Every two or three weeks, my wife Susanna and I post an update on our substack, the Anchored Argosy, argosy.substack.com. Within each post, we share our news, photos of things that we've been doing and seeing, updates on things that we've written and produced over the period, and also reflections on some topic that is on our mind. The following is a reading of one such reflection from our latest substack. Its title is The Internet is the Negative World.
If you want to read the article
yourself, you can do so at the link in the show notes below. Aaron Wren's Three Worlds model of American secularization has received considerable attention since his article The Three Worlds of Evangelicalism was published in First Things. This attention was heightened with James Wood's subsequent use of it in his critique of the Winsome model of cultural engagement, chiefly associated with the late Tim Keller.
In the two years that have followed,
the so-called Negative World account of Evangelicalism's current position in secularizing America has perhaps chiefly been associated with the faction of Evangelicalism that John Errett has termed the Pugilists, who have commonly wielded it to justify the adoption of a more belligerent posture, both with respect to the surrounding culture and towards moderates in the church. Earlier this year, Wren's Life in the Negative World, Confronting Challenges in an Antichristian Culture, was released by Zondervan. It was only released last month in the UK, so I had to wait to get my hands on a copy, but I finally had the opportunity to read it, and would recommend that others do the same.
Wren's diagnosis of Evangelicalism's current
situation is often perceptive, and his suggestions for responses are worth considering. Despite the great currency that the Negative World model has had among many culture warrior types, while he gives them appropriate credit on certain points, Wren's proposals do not align with theirs, and will also be appreciated by many who would decisively part ways with the culture warriors. Wren's analysis of contemporary culture is often helpful, not least because such analysis addresses glaring gaps and dangerous blind spots in much Evangelical thought with its narrower preoccupations.
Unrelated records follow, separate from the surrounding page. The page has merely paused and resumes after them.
PR #81, opened 2024-12-24
DRAFT: include a confidence value

alejandromarcu:
Just to show what I was trying for getting a confidence value


deep_water_level/src/deep_water_level/train.py
```diff
@@ -125,25 +126,35 @@ def do_training(
...
             optimizer.zero_grad()
 
             inputs = inputs.to(device)
             labels = labels.to(device)
             outputs = model(inputs)
-            loss = criterion(outputs, labels)
+            # loss = criterion(outputs, labels)
+            mu, log_var = outputs[:, 0], outputs[:, 1]
+
+            loss = 0.5 * log_var + 0.5 * ((labels[:, 0] - mu) ** 2) / torch.exp(log_var)
```
alejandromarcu, line 144: This is the important part

jonbinney: Where does the `torch.exp` come from in the denominator of the second part? Shouldn't it be `log_var**2`?

jonbinney: oh nevermind.... log_var is already the log of the variance so it `torch.exp` just results in the variance. But shouldn't it be squared?

jonbinney: ok ok i see..... log var is "log of variance" is already `log(sigma**2)` so the squared is already in there.

PR #86, opened 2025-01-10
Fine tuning ResNet50+Places365 adapted to Image Regression

adamantivm:
In this experiment, I'm using a Resnet-50 netwok pre-trained from scratch with the Places 365 dataset (which includes swimming pools) as a base, and then fine-tuning it by re-training it after replacing the last output layer for a 1-output FCN.

We'll see how it goes. I may still tweak options and parameters to try various things.

 I'm saving all this under the experiment name: "Deep Water Level Training - pretrained").

Don't merge until I finished playing around with it please.

### DIFF
--- a/deep_water_level/src/deep_water_level/train.py
+++ b/deep_water_level/src/deep_water_level/train.py
@@ -22,9 +22,22 @@ def signal_handler(signal, frame):
     print("Interrupt requested. Will finish this epoch, save the model and then exit")
 
 
-def create_model(train_water_line, **kwargs):
+def create_model(train_water_line, use_pretrained=False, **kwargs):
     # Create the model
-    if train_water_line:
+    if use_pretrained:
+        # Instantiate the model
+        model = torchvision.models.resnet50(num_classes=365, weights=None)
+        # Load the pretrained weights
+        # TODO: Download from the Web if needed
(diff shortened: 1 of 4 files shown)


deep_water_level/src/deep_water_level/train.py
```diff
@@ -22,9 +22,22 @@ def signal_handler(signal, frame):
...
+        # Load the pretrained weights
+        # TODO: Download from the Web if needed
+        checkpoint = torch.load(
+            "models/weights/resnet50_places365.pth.tar", map_location=my_device(), weights_only=True
+        )
+        # Load the pretrained weights in the model
+        state_dict = {k.replace("module.", ""): v for k, v in checkpoint["state_dict"].items()}
+        model.load_state_dict(state_dict)
+        # Replace the last fully connected layer
+        model.fc = nn.Linear(model.fc.in_features, 1)
```
jonbinney, line 39: Is `fc` a special member variable in pytorch? Or is that just what resnet calls its fully connected layer?

adamantivm: It's the latter. This seems to be a common approach as I found it on tutorials and also in Cucu's PR.

PR #87, opened 2025-01-16
Refactor how we choose the model

alejandromarcu:
Initially we had just one model (BasicCnnRegression), then I added BasicCnnRegressionWaterLine and started a bad pattern by adding the parameter use_water_line to chose between the 2 of them. Julian added another model and used the parameter use_pretrained.  Now I want to use a new model for segmentation, and adding a new parameter would be a mess and is getting harder to follow. Instead, I prefer to pass a model name that can be expanded to include new models and there's no need to be passing new parameters everywhere.

### DIFF
--- a/deep_water_level/src/deep_water_level/train.py
+++ b/deep_water_level/src/deep_water_level/train.py
@@ -11,7 +11,7 @@ from utils import start_experiment  # From object_tracker_0 package
 import mlflow
 from annotation_utils.misc import my_device
 from deep_water_level.data import get_data_loader, get_data_loaders
-from deep_water_level.model import BasicCnnRegression, BasicCnnRegressionWaterLine
+from deep_water_level.model import BasicCnnRegression, BasicCnnRegressionWaterLine, ModelNames
 
 shutdown_requested = False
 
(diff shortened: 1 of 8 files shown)


deep_water_level/src/deep_water_level/train.py
```diff
@@ -37,10 +37,13 @@ def create_model(train_water_line, use_pretrained=False, **kwargs):
...
         model.fc = nn.Linear(model.fc.in_features, 1)
-    elif train_water_line:
+    elif model_name == "BasicCnnRegressionWaterLine":
         model = BasicCnnRegressionWaterLine(**kwargs)
-    else:
+    elif model_name == "BasicCnnRegression":
         model = BasicCnnRegression(**kwargs)
+    else:
+        raise ValueError(f"Unknown model name: {model_name}")
+
```
adamantivm, line 46: If we could return `model_name` as part of `kwargs` here, then the model name would get saved with the model as part of model_args and it wouldn't be necessary to pass it as an additional argument in inference scripts!

adamantivm (approved):
I love it, thank you Cucu!
I added just one suggestion, but that could be done as another PR

deep_water_level/src/deep_water_level/train.py
alejandromarcu: Sounds good, I'll do it in another PR

PR #89, opened 2025-01-17
Save the model name in the model file

alejandromarcu:
With this, when we do inference we can just pass the model file name and it will get the model name from the file


adamantivm:
awesome, thanks Cucu!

As Wren recognises, much Evangelical thought is unaware of how shifting sociocultural contexts shape its thought, ecclesiology and practice, approaching these things as if they operated within a purely ideological framework. He observes, for instance, the way that complementarianism and egalitarianism must be understood against the broader backdrop of modernity and of sociocultural developments in America over the last 50 years. As someone who has been stressing such points for years, and is currently teaching a course on modernity as the under-considered backdrop for our thinking on such matters, it is refreshing to read a clearer-eyed treatment.
In outline,
Wren's Three Worlds of Evangelicalism model is a sociological account of shifts in American society over the last 60 years as they concern its hospitality to historic Evangelical faith. Wren's account, while perhaps providing a useful framework for Christians elsewhere and of different traditions, is especially focused upon Evangelical Christians in American society. Its purpose is also less one of providing close historical or social analysis than it is equipping Evangelicals to operate more effectively in a transformed and transforming cultural environment.
For this reason,
while someone seeking close analysis could fault it as simplistic at several points, for its intended purposes, such simplicity is generally a virtue. In broadest outline, Wren's account periodizes the past 60 years of American history, a time of decline for Christianity's influence in America, into three eras of 30 years, 20 years, and 10 years. The first, from 1964 to 1994, he calls Positive World, an era within which wider American society mostly had a positive regard for Christian faith and morality, and there was a general alignment between Christian norms and the aspirational norms of society at large.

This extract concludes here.